Student productions ramp up rehearsal process

December 5, 2016 — by Saya Sivaram and Alex Yang

The play "The Murder Room" is in full swing for production, and this story talks about how the cast is preparing for the play. 

Poisoned hot chocolate, a hidden staircase and an American millionaire: all of these seemingly unrelated factors come together to form the thrilling and hysterical plot of “The Murder Room,” a production written by Jack Sharkey and directed by seniors JT Hulme and Zach Grob-Lipkis. The play will run Feb. 10-12.

“The Murder Room” follows the story of Edgar Hollister, played by junior Mateusz Kranz, who disappears under suspicious circumstances. His wife, daughter, son-in-law and two police constables join in on the mystery, trying to uncover the location of Mr. Hollister.

With only six people in its cast, “The Murder Room” boasts a talented lineup with three girls and three boys, one of them being sophomore Raghav Malaviya. This is Malaviya’s first time participating in a student production, and so far he has been enjoying the experience.

“It’s a much smaller cast and we’re all really close,” Malaviya said, contrasting the small size of the student production to the larger scale of the fall play, in which over 30 students participated.

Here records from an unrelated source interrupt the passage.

PR #1673, opened 2023-03-30
Add support for MP4 in Transcode API

leszko:


packages/api/src/schema/schema.yaml
```diff
@@ -1784,6 +1794,15 @@ components:
                           type: string
                           description: Path for the HLS output
                           example: /samplevideo/hls
+                    mp4:
```
victorges, line 1797: What's the difference between the 2 `outputs` fields you added this?

victorges (approved):
LGTM! only a question comment

packages/api/src/schema/schema.yaml
leszko: One is for HLS output (so if you specify it, you'll get the HLS output video), one is for MP4 (so if you specify it, you'll get your video transcoded as mp4 files).

But, their structure is the same.

thomshutt (approved):

PR #1675, opened 2023-03-31
api/asset: Fix playback policy validation

victorges:
followups from https://github.com/livepeer/studio/pull/1674/files


gioelecerati (approved):
LGTM

PR #1684, opened 2023-04-05
updated the api schema for readme.io integration

suhailkakar:
This PR cleans up the schema file and also making it more detailed for better devex.

### DIFF
--- a/packages/api/src/schema/schema.yaml
+++ b/packages/api/src/schema/schema.yaml
@@ -1,45 +1,62 @@
 openapi: 3.0.1
 info:
-  title: Livepeer Studio API Reference
-  version: 0.0.1-alpha.0
+  title: Livepeer API Reference
+  description: >-
+    This API reference provides documentation for the Livepeer Studio API, which
+    is a RESTful API that allows users to manage and interact with Livepeer
+    Studio, the gateway to Livepeer network.
+  version: 1.0.0
+  termsOfService: "https://livepeer.studio/terms-of-service"
+
+servers:
+  - url: https://livepeer.studio/api
 
 tags:
-  - name: stream
-    description: Stream Endpoints
-  - name: object-store
-    description: Object Stores Endpoints
-  - name: multistream-target
-    description: Multistream Target Endpoints
-  - name: user
-    description: User Endpoints
-  - name: api-token
-    description: Api Token Endpoints
-  - name: login
-    description: User login
-  - name: verification
-    description: User Email Verification
-  - name: password-reset
-    description: User Password Reset
-  - name: make-admin
-    description: Changes user admin status
-  - name: webhook
-    description: Webhooks endpoints
-  - name: asset
-    description: Asset Endpoints
-  - name: task
-    description: Task Endpoints
-  - name: signing-key
-    description: Signing Key Endpoints
-  - name: webhook-response
-    description: webhook client responses
-  - name: verify-email
-    description: Resend User Email Verification
+  - name: Stream Endpoints
+    description: "Endpoints for creating, managing and deleting streams."
+  - name: Object Stores Endpoints
+    description: >-
+      Endpoints for managing object stores, such as Amazon S3 and Google Cloud
+      Storage.
+  - name: Multistream Target Endpoints
+    description: >-
+      Endpoints for managing multistream targets, which allow users to
+      distribute their streams to multiple destinations.
+  - name: User Endpoints
+    description: >-
+      Endpoints for managing users, such as creating new users and retrieving
+      user information.
+  - name: API Token Endpoints
+    description: >-
+      Endpoints for managing API tokens, which are used to authenticate requests
+      to the Livepeer Studio API.
+  - name: User Login Endpoints
+    description: Endpoints for user authentication and login.
+  - name: User Email Verification Endpoints
+    description: Endpoints for verifying a user's email address.
+  - name: User Password Reset Endpoints
+    description: Endpoints for resetting a user's password.
+  - name: Make Admin Endpoints
+    description: Endpoints for changing a user's admin status.
+  - name: Webhook Endpoints
+    description: Endpoints for managing webhooks and their subscriptions.
+  - name: Asset Endpoints
+    description: Endpoints for managing the video assets.
+  - name: Task Endpoints
+    description:
+      "Endpoints for managing background tasks, such as video transcoding."
+  - name: Signing Key Endpoints
+    description: Endpoints for managing signing keys.
+  - name: Webhook Response Endpoints
+    description: Endpoints for handling responses from webhook clients.
+  - name: Verify Email Endpoints
+    description: Endpoints for resending email verification requests to users.
 
 components:
   schemas:
     ffmpeg-profile:
       type: object
-      description: LMPS ffmpeg profile
+      description: LMPS ffmpeg profile for video encoding
       additionalProperties: false
       required:
         - width
@@ -50,80 +67,106 @@ components:
       properties:
         width:
           type: integer
+          description: The width of the encoded video in pixels.
           minimum: 128
+          example: 1920
         name:
           type: string
+          description: A descriptive name for the video profile.
           minLength: 1
           maxLength: 500
-          example: "720p"
+          example: 1080p
         height:
           type: integer
+          description: The height of the encoded video in pixels.
           minimum: 128
+          example: 1080
         bitrate:
           type: integer
+          description:
+            The target bitrate for the encoded video in bits per second.
           minimum: 400
+          example: 4000000
         fps:
           type: integer
-          minimum: 0
+          description: The target frames per second for the encoded video.
+          minimum: 1
+          example: 30
         fpsDen:
           type: integer
+          description: >-
+            The denominator of the target frames per second. Used in conjunction
+            with `fps` to specify the exact frame rate as a fraction.
           minimum: 1
+          example: 1
         gop:
           type: string
+          description: >-
+            The GOP (Group of Pictures) structure for the encoded video. This is
+            a string in the format of "M/N", where M is the number of frames in
+            a GOP and N is the distance in frames between two I-frames (also
+            known as keyframes).
+          example: 25/250
         profile:
           type: string
+          description: The video codec profile to use for encoding the video.
           enum:
             - H264Baseline
             - H264Main
             - H264High
             - H264ConstrainedHigh
+            - HEVCMain
+            - HEVCHigh
+            - VP8
+            - VP9
+          example: H264High
         encoder:
           type: string
+          description: The video codec to use for encoding the video.
           enum:
             - h264
             - hevc
             - vp8
             - vp9
+          example: h264
     cdn-data-row:
       type: object
       description:
-        Fields names taken from log format description
-        https://support.highwinds.com/hc/en-us/articles/360052181571-Raw-Log-Access-through-GCS
+        Fields taken from raw log access data provided by StackPath CDN.
       additionalProperties: false
       required:
         - unique_client_ips
         - total_sc_bytes
-      # oneOf: # allows validation, but generates too generic type definition
-      #   - required:
-      #       - stream_id
-      #   - required:
-      #       - playback_id
       properties:
         stream_id:
           type: string
-          description: Session UUID. Used in recordings URLs.
+          description:
+            A unique session UUID that can be used to retrieve recording URLs.
         playback_id:
           type: string
-          description: Playback ID.
+          description:
+            A playback ID that can be used to retrieve recording URLs.
         unique_client_ips:
           type: number
-          description:
-            Number of unique IP addresses of clients. Not accurate because
-            StackPath zeroes last part of the IP address.
+          description: >-
+            The number of unique client IP addresses. Note that StackPath zeroes
+            out the last part of the IP address for privacy reasons.
         total_filesize:
           type: number
-          description: Size of the asset being delivered.
+          description: The size of the asset being delivered.
         total_cs_bytes:
           type: number
           description: The total size of the request header.
         total_sc_bytes:
           type: number
-          description: Total bytes in the response to the client.
+          description: The total size of the response to the client.
         count:
           type: number
-          description: Number of parsed log lines
+          description: The number of parsed log lines.
     cdn-data-payload:
       type: array
+      description:
+        An array of log data entries obtained from StackPath CDN logs.
       items:
         type: object
         additionalProperties: false
@@ -135,10 +178,15 @@ components:
         properties:
           region:
             type: string
+            description: The region where the log data was obtained from.
           file_name:
             type: string
+            description: The name of the file containing the log data.
           date:
             type: number
+            description: >-
+              The date when the log data was obtained (in Unix timestamp
+              format).
           data:
             type: array
             minItems: 1
@@ -146,7 +194,9 @@ components:
               $ref: "#/components/schemas/cdn-data-row"
     cdn-usage-last:
       type: object
-      table: cdn_usage_last
+      description: >-
+        This schema represents a record of the last CDN usage for a specific
+        region and file name.
       required:
         - region
         - fileName
@@ -156,16 +206,16 @@ components:
           type: string
           readOnly: true
           example: de7818e7-610a-4057-8f6f-b785dc1e6f88
+          description: The unique identifier for this record.
         fileName:
           type: number
-          index: true
+          description: The unique identifier of the file.
         region:
           type: string
-          index: true
           unique: true
+          description: The region where the file is stored.
     webhook:
       type: object
-      table: webhook
       required:
         - name
         - url
@@ -173,34 +223,29 @@ components:
       properties:
         id:
           type: string
-          readOnly: true
+          format: uuid
+          description: The unique identifier for the webhook
           example: de7818e7-610a-4057-8f6f-b785dc1e6f88
         kind:
           type: string
-          readOnly: true
+          description: 'The kind of object, always set to "webhook"'
           example: webhook
         name:
           type: string
+          description: The name of the webhook
+          example: my-webhook
         userId:
           type: string
-          readOnly: true
-          index: true
+          format: uuid
+          description: The unique identifier of the user who created the webhook
         createdAt:
-          type: number
-          readOnly: true
+          type: integer
           description:
-            Timestamp (in milliseconds) at which stream object was created
+            The timestamp (in milliseconds) at which the webhook was created
           example: 1587667174725
-        event:
-          writeOnly: true
-          deprecated: true
-          description:
-            "@deprecated Non-persisted field. To be used on creation API only."
-          $ref: "#/components/schemas/webhook/properties/events/items"
         events:
           type: array
-          index: true
-          indexType: gin
+          description: The events that will trigger the webhook
           items:
             type: string
             enum:
@@ -213,7 +258,6 @@ components:
               - multistream.error
               - multistream.disconnected
               - playback.user.new
-              - playback.accessControl
               - asset.created
               - asset.updated
               - asset.failed
@@ -226,59 +270,58 @@ components:
         url:
           type: string
           format: uri
-          pattern: ^http(s)?://
+          pattern: "^http(s)?://"
+          description: The URL to which the webhook will send its payloads
+          example: "https://example.com/webhook"
         deleted:
           type: boolean
+          description: A flag indicating whether the webhook has been deleted
           default: false
         sharedSecret:
           type: string
+          description: The shared secret used to sign the webhook payload
           writeOnly: true
-          description: shared secret used to sign the webhook payload
         streamId:
           type: string
-          description: streamId of the stream on which the webhook is applied
+          format: uuid
+          description:
+            The unique identifier of the stream on which the webhook is applied
         status:
           type: object
-          description: status of webhook
-          readOnly: true
+          description: The status of the webhook
           properties:
             lastFailure:
               type: object
-              description: failure timestamp and error message with status code
-              readOnly: true
+              description: "The details of the last failure, if any"
               properties:
                 timestamp:
-                  type: number
-                  readOnly: true
+                  type: integer
+                  description: >-
+                    The timestamp (in milliseconds) at which the last failure
+                    occurred
                   example: 1587667174725
-                  description:
-                    Timestamp (in milliseconds) at which the webhook last failed
                 error:
                   type: string
-                  readOnly: true
-                  description: Webhook failure error message
-                  example: "Error message"
+                  description:
+                    The error message associated with the last failure
+                  example: Error message
                 response:
                   type: string
-                  readOnly: true
-                  description: Webhook failure response
-                  example: "Response body"
+                  description:
+                    The response body associated with the last failure
+                  example: Response body
                 statusCode:
-                  type: number
-                  readOnly: true
-                  description: Webhook failure status code
+                  type: integer
+                  description: The status code associated with the last failure
                   example: 500
             lastTriggeredAt:
-              type: number
-              readyOnly: true
-              description:
-                Timestamp (in milliseconds) at which the webhook last was
+              type: integer
+              description: >-
+                The timestamp (in milliseconds) at which the webhook was last
                 triggered
               example: 1587667174725
-
     webhook-response:
       type: object
-      table: webhook_response
       required:
         - webhookId
         - statusCode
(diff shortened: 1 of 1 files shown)


packages/api/src/schema/schema.yaml
```diff
@@ -1,45 +1,62 @@
 openapi: 3.0.1
 info:
-  title: Livepeer Studio API Reference
-  version: 0.0.1-alpha.0
+  title: Livepeer API Reference
+  description: >-
+    This API reference provides documentation for the Livepeer Studio API, which
```
adamsoffer, line 5: "for the Livepeer ~Studio~ API"

packages/api/src/schema/schema.yaml
victorges, line 1: This file has both public API and private DB schemas, and there are several internal fields here that should not be exposed on the API reference. In the current form I haven't seen any change in this PR that solves this problem. 

I have already talked about some ideas about this back in our original call, like having a separate schema file or maybe tagging all the internal fields here and omitting them from the generated reference. The first idea (separate schema) might work better for the readme.io workflow that I understood, which reads a committed file from github directly (right?). Is there any readme.io feature that could help? (e.g. some filter to not include fields with a specific param like `internal: true`)

WDYT? Do you need any more context to carry on that fix? We can do a follow-up call if you need a refresher, now with more context on the whole schema! It might have been too much information back then.

We can also take this as a first step of the whole task. This PR alone improves the documentation for a bunch of fields by a lot! The current output cannot become our public API reference tho as it contains internal and possibly sensitive stuff. We can merge this as is as an improvement and work on the API reference separation right next, before releasing any reference docs. Separating would be better to facilitate review as well.

packages/api/src/schema/schema.yaml
```diff
@@ -1,45 +1,62 @@
...
+    description: Endpoints for handling responses from webhook clients.
+  - name: Verify Email Endpoints
+    description: Endpoints for resending email verification requests to users.
 
 components:
   schemas:
     ffmpeg-profile:
       type: object
-      description: LMPS ffmpeg profile
+      description: LMPS ffmpeg profile for video encoding
```
victorges, line 59:
```suggestion
      description: Livepeer profile for video encoding
```

packages/api/src/schema/schema.yaml
```diff
@@ -50,80 +67,106 @@ components:
...
           minimum: 1
+          example: 1
         gop:
           type: string
+          description: >-
+            The GOP (Group of Pictures) structure for the encoded video. This is
+            a string in the format of "M/N", where M is the number of frames in
+            a GOP and N is the distance in frames between two I-frames (also
+            known as keyframes).
+          example: 25/250
```
victorges, line 109: This is not the right format. GOPs are specified as just a duration string instead like `2s`

packages/api/src/schema/schema.yaml
```diff
@@ -50,80 +67,106 @@ components:
...
+          description: The video codec profile to use for encoding the video.
           enum:
             - H264Baseline
             - H264Main
             - H264High
             - H264ConstrainedHigh
+            - HEVCMain
+            - HEVCHigh
+            - VP8
+            - VP9
```
victorges, line 121: These are output profiles/codecs and we do not support these as output AFAIK. 
Weird that we have them below on `codecs` as well. Should probably remove all of them.

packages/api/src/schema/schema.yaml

“Having a smaller cast really means that we can focus on every little detail to make this show perfect, especially since it is so complex,” Grob-Lipkis said. “I did a show by Jack Sharkey in my sophomore year and I enjoyed it so much that I knew I had to direct another one of his shows. When I stumbled on ‘The Murder Room,’ I knew that I had the perfect show: it’s funny and witty and fast-paced and just so much fun.”

“The Murder Room” will be the second student production this year, following senior Lea Moustakas’ “No Exit,” an existential drama by Jean-Paul Sartre which will perform in January. However, unlike the deeply philosophical nature of Moustakas’ show, “The Murder Room” is a farce, basing its appeal on over-the-top acting and outlandish plot devices.

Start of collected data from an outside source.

PR #1686, opened 2023-04-10
api: Create deletedAt field on assets

victorges:

This is to create a new deletedAt field on assets for us to use in our own billing and monitoring.

It will be updated once the asset is deleted, and we will also send the corresponding webhooks
from that operation.

 - Delete assets via a SQL update instead of the existing markDeleted helper
 - Create deletedAt field and updated it on deletion as well
 - Clean-up VOD webhook payloads by cleaning up task/asset objects as well

✅ `yarn test`
 - put on staging and check deletedAt field gets created

Implements DAT-80

**Checklist**


packages/api/src/controllers/asset.ts
```diff
@@ -441,41 +442,47 @@ function parseUploadUrl(
...
 }
 
+export async function toExternalAsset(
+  a: WithID<Asset>,
+  config: CliArgs,
+  details = false,
+  isAdmin = false
+) {
+  const { ipfsGatewayUrl, ingest: ingestsConfig } = config;
+  const ingest = ingestsConfig[0]?.base;
```
leszko, line 455: I'm not sure I understand this line, why do you take `[0]` from the ingest configs. Could you maybe add a comment with the explanation?

leszko (approved):
LGTM. Added one super nit comment.

One more general comment, I think this PR both adds new functionality (`deletedAt`), but also does some refactoring. I think it'd be better to split it into a separate refactoring PR in the future. Simpler to review (and rollback if needed).

packages/api/src/controllers/asset.ts
victorges: So this is actually not new logic, it's just copied from all the other places we use that `getIngest` function. As you noticed, I had to refactor that config in this PR in order to have access to the ingests from the `scheduler` (which doesn't have a reference to a request).

The only known source for this is existing code that used the ingest config: https://github.com/livepeer/livepeer-com/blob/0fdf4239faab869958998eb0f0d782ded98d6004/packages/api/src/controllers/session.ts#L121-L126
I don't know why the config was made an array instead of a slice tho, but every code I saw just gets the first element, and we also only ever deploy with 1 element in the array. I added a comment explaining that here.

“People love farces because of just how extreme they are,” Grob-Lipkis said. “This show doesn’t spare anything — continuity, characterization or even common sense — in its attempt to convey it farcical nature.”

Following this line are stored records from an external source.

PR #1692, opened 2023-04-19
Implement Recording V2

emranemran:

Change Recording from using go-livepeer (aka. Recording V1) to using Mist (aka Recording V2).

Related design doc: [Livestream Recordings Refactor](https://www.notion.so/Livestream-Recordings-Refactor-2023-03-06-cdcf96ce84444d04be4003e097e65264)

- Add env variable `LP_API_RECORDING_SOURCE_URL` to define the public bucket URL where Mist stores recordings
- Add `recordingSessionId` field to the `session` DB object and fill it with `sessionID` (`uuid`) passed from Mist
- Use Catalyst VOD transcoding to output the recording asset
- Resolve recording URL (both HLS and MP4) from asset instead of statically defined `source.mp4` and `index.m3u8`
- Change UI to read MP4 from `mp4Url` (rather than converting HLS URL)

**Additional comments**
- We now need to make 2 DB calls to fetch each HLS/MP4 recording path; this may have some performance implications, but I suggest to refactor/improve it in a separate PR
- There should be also some additional changes to clean up the Recording V1 code, but I think we should do it after the deployment to prod (Added ticket for it [here](https://linear.app/livepeer/issue/VID-147/studio-clean-up-recording-v1))

**TODO before merging this PR**
- [x] Clean up code & unit tests
- [x] Fix issue with session re-usage
- [x] Fix issue in Mist to storage Manifest file in the correct directory
- [ ] HLS Manifest input in Catalyst

**Screenshots (optional)**

**Checklist**


packages/api/src/controllers/stream.ts
```diff
@@ -193,13 +193,38 @@ export function getPlaybackUrl(ingest: string, stream: DBStream) {
...
+
+  // For transcoded recordings, we store only one MP4 output file
+  const type = mp4 ? "static_transcoded_mp4" : "catalyst_hls_manifest";
+  const path = asset.files?.find((f) => f.type === type)?.path;
+  if (!path) {
+    // Recording renditions not yet ready
+    return;
+  }
+
+  return pathJoin(os.publicUrl, asset.playbackId, path);
```
victorges: You should use [this](https://github.com/livepeer/livepeer-com/blob/ad8d909a045b536ffa7cc15955e828e6e4e6aa5d/packages/api/src/controllers/asset.ts#L227) function instead which is already exported from the asset controller. To avoid fetching the object store, you can even jut use `withPlaybackUrls` (same file, also exported) which will do that for you. It's also better cause it already checks the `asset.status.phase` field as well. Then your logic here can be `mp4 ? asset.playbackUrl : asset.downloadUrl` 😌 

You might want to rename the function on `import` so it's not just a generic "get/with playback URL" in this file which does not work for streams. [Example](https://github.com/livepeer/livepeer-com/blob/486b847193ebabc92caadc4b10db63edae533e67/packages/api/src/controllers/playback.ts#L8)

packages/api/src/controllers/stream.ts
```diff
@@ -389,23 +414,25 @@ export function getRecordingFields(
...
-    : {
-        recordingStatus,
-        recordingUrl: getRecordingUrl(ingest, session),
-        mp4Url: getRecordingUrl(ingest, session, true),
-      };
+  if (!isReady && !forceUrl) {
+    return { recordingStatus };
+  }
+  const recordingUrl = await getRecordingUrl(ingest, session);
+  const mp4Url = await getRecordingUrl(ingest, session, true);
```
victorges: Could we get both fields in a single call? Otherwise, we'll be going 4 times to the DB to fetch the OS and the asset twice each.

packages/api/src/controllers/stream.ts
```diff
@@ -696,27 +725,8 @@ app.post(
       return res.json({ errors: ["not found"] });
     }
 
+    const recordingSessionId = req.query.sessionId?.toString();
```
victorges: WDYT of just calling this `sessionId` everywhere? (also creating the session object with this as the ID, if it's an UUID in the same format as ours)

packages/api/src/controllers/stream.ts
```diff
@@ -770,6 +781,7 @@ app.post(
       profiles: childStream.profiles,
       record,
       recordObjectStoreId,
+      recordingSessionId,
```
victorges: Yeah, IMO this should be just "session ID" and it should be used as the `id` field above. We should not use the same "child stream" ID as the ID of the session amymore (especially since they're 1-N now, not 1-1). WDYT?

packages/api/src/controllers/stream.ts
```diff
@@ -770,6 +781,7 @@ app.post(
...
       recordingStatus: record ? "waiting" : undefined,
     };
     await db.session.create(session);
```
victorges: I think you're missing some logic to check if the session doesn't already exist before creating a new one.

packages/api/src/controllers/stream.ts
```diff
@@ -1085,8 +1097,8 @@ function publishDelayedRecordingReadyHook(
       userId: session.userId,
       sessionId: session.id,
       payload: {
-        recordingUrl: getRecordingUrl(ingest, session),
-        mp4Url: getRecordingUrl(ingest, session, true),
+        recordingUrl: await getRecordingUrl(ingest, session),
+        mp4Url: await getRecordingUrl(ingest, session, true),
```
victorges: I believe this will not work anymore, since `getRecordingUrl` will return `undefined` when the recording session hasn't been created yet and it will only be created on the handling of this webhook.

packages/api/src/parse-cli.ts
```diff
@@ -316,6 +316,11 @@ export default function parseCli(argv?: string | readonly string[]) {
           "base stream name to be used in wildcard-based routing scheme.",
         type: "string",
       },
+      "recording-source-url": {
+        describe:
+          "base stream name to be used in wildcard-based routing scheme.",
+        type: "string",
+      },
```
victorges: WDYT of doing this similarly to other VOD object stores? Meaning we create a specific object store in the API and then this field is only a `recordingSourceObjectStoreId`, with the actual url/publicUrl being fetched from the DB whenever necessary. We will only be using the public URL in the API for now, but I think we may evolve this in different directions (e.g. catalyst asking the "write" URL from Studio) and the consistency is good IMO.

I can help creating the object store object if you wanna follow this approach! Gimme the URL/publicURL pair and I can give you the ID.

packages/api/src/parse-cli.ts
```diff
@@ -316,6 +316,11 @@ export default function parseCli(argv?: string | readonly string[]) {
           "base stream name to be used in wildcard-based routing scheme.",
         type: "string",
       },
+      "recording-source-url": {
+        describe:
+          "base stream name to be used in wildcard-based routing scheme.",
```
victorges: The description is outdated

packages/api/src/schema/schema.yaml
```diff
@@ -486,6 +486,10 @@ components:
           example: D8321C3E-B29C-45EB-A1BB-A623D8BE0F65
           description:
             ID of object store where to which this stream was recorded
+        recordingSessionId:
+          type: string
```
victorges, line 490: Are we going to be querying by these fields? If so, you probably want to add an `index: true` directive to this (or even `unique: true` where that's relevant (e.g. sessions table))

packages/api/src/controllers/stream.ts
```diff
@@ -1069,12 +1081,12 @@ function publishRecordingStartedHook(
 /**
  * We don't actually send the webhook here, but schedule an event after a timeout.
  */
-function publishDelayedRecordingReadyHook(
+async function publishDelayedRecordingReadyHook(
```
victorges, line 1114: Do we still want to delay this event, or may as well send it immediately? That assuming that this will be called with an official "end" event from Mist, not the current `/setactive` which is fallible (if that's the case, let's keep the delay)

victorges: Also something else: you might want to take a look on the caller of this function. It might need to change as well (e.g. not sending one event for each child stream, fetching sessions based on `recordingSessionId`/`sessionId` field and not just assuming there is 1 session with the same ID of the child stream (1-1).

packages/api/src/webhooks/cannon.ts
```diff
@@ -552,11 +550,15 @@ export default class WebhookCannon {
...
     await taskScheduler.createAndScheduleTask(
-      "import",
+      "upload",
       {
-        import: {
-          url: mp4RecordingUrl,
-          recordedSessionId: session.id,
+        upload: {
+          url: pathJoin(
+            this.recordingSourceUrl,
```
victorges: So are we not getting a "recording ended" (conceptually) event from Catalyst anymore? If we do, I think it'd make more sense for this source URL to come on that payload as well. If not, this is fine.

packages/www/components/Dashboard/StreamDetails/SessionsTable/helpers.tsx
```diff
@@ -138,7 +138,7 @@ export const rowsPageFromState = async (
             ) : (
               <Box>—</Box>
             ),
-          mp4Url: stream.recordingUrl ? stream.recordingUrl : undefined,
+          mp4Url: stream.mp4Url ? stream.mp4Url : stream.recordingUrl,
```
victorges: **nit:** by definition this renders the same result
```suggestion
          mp4Url: stream.mp4Url ?? stream.recordingUrl,
```

victorges: Althoooough, do we want to show an HLS URL on the download button? I think we probably just don't show anything
```suggestion
          mp4Url: stream.mp4Url,
```

packages/www/components/Dashboard/StreamSessionsTable/helpers.tsx
```diff
@@ -153,7 +153,7 @@ export const rowsPageFromState = async (
             ) : (
               <Box>—</Box>
             ),
-          mp4Url: stream.recordingUrl ? stream.recordingUrl : undefined,
+          mp4Url: stream.mp4Url ? stream.mp4Url : stream.recordingUrl,
```
victorges: Same

victorges (changes requested):
Looking good overall! Most of the comments are only suggestions, but some are required for the whole thing to work. 

Specifically, the most important one is about not always creating the session object. There should be some logic on that hook to check if the session already exists and skip that if it's the case. Or, if we use the `recordingSessionId` as the `session.id`, you can just try creating it and handle the primary key error from the DB if it already exists. 

Speaking of that, the other high level point is removing the "recording session id" concept and just calling it "session id". This will make even more sense if we use it as the `session.id` as well. Just a suggestion tho, don't need to do it especially if the rename in the code feels painful now.

packages/api/src/controllers/stream.ts
leszko: Updated in https://github.com/livepeer/studio/pull/1692/commits/44d4cf4509b4b3c7a0c4cd326b74e7ba11aecaf2

Note that I had to change how `getDownloadUrl()` works, but I think it's a better behavior. It first tried to fetch mp4 rendition file and only if it does not exist, then it returns the source file. @victorges Let me know if it's ok in your opinion.

packages/api/src/webhooks/cannon.ts
leszko: No, we're not calling "recording ended" from Catalyst.

packages/api/src/controllers/stream.ts
leszko: Updated in a10bb97278aa3e333629469accb329d4b888cf5f

packages/api/src/controllers/stream.ts
leszko: I think we still need to keep the relation 1-1 between child stream and sessions because we make this assumption in a lot of code parts by passing child stream as a session, e.g. [here](https://github.com/livepeer/studio/blob/cbdbc0d335d132c5b6610c17d60e4fac687e9a1b/packages/api/src/controllers/stream.ts#L453) and [here](https://github.com/livepeer/studio/blob/cbdbc0d335d132c5b6610c17d60e4fac687e9a1b/packages/api/src/controllers/stream.ts#L593).

In general, I think we could change this relation to 1-N and reuse sessions (while not reusing child streams), but I think we would need to make some bigger refactoring/change. So, I'd leave it as a separate PR. 

Wdyt? Or am I missing something?

packages/api/src/controllers/stream.ts
leszko: I think we should name it `sessionId` only if it's used as `id` of the `session` entity. We could actually use it as as `session.id` (and child `stream.id`), but I'm not sure we can do it, because I see this comment in the code:

```javascript
    // The first four letters of our playback id are the shard key.
    const id = stream.playbackId.slice(0, 4) + uuid().slice(4);
```

Then, I guess we cannot we want to keep sharding with the playback id. Wdyt?

packages/api/src/controllers/stream.ts
leszko: My understanding is that we still keep the relation of 1-1 between the child stream and session. Then, I think we'll always create a session here. Isn't that the case?

packages/api/src/controllers/stream.ts
leszko: Yeah, I think you're right. But I guess we don't need these recording fields in the `recording.ready` event. Removed here: d9cd17dba40435187e79d62690731a761c2abdba

packages/api/src/parse-cli.ts
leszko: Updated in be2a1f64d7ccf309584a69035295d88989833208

The show is extremely nuanced, from its characters and plot to the challenging set. Set up like a murder mystery, the play takes many twists and turns, constantly surprising the audience, while the set has to incorporate secret passages, hidden drawers and several flights of stairs. It’s a daunting task, but Malaviya is confident that the directors will be able to pull it off.

“I definitely think that the show will be awesome in the end. It’s so funny and complicated that I think the audience will really enjoy it,” Malaviya said. “It’s honestly just a really entertaining show.”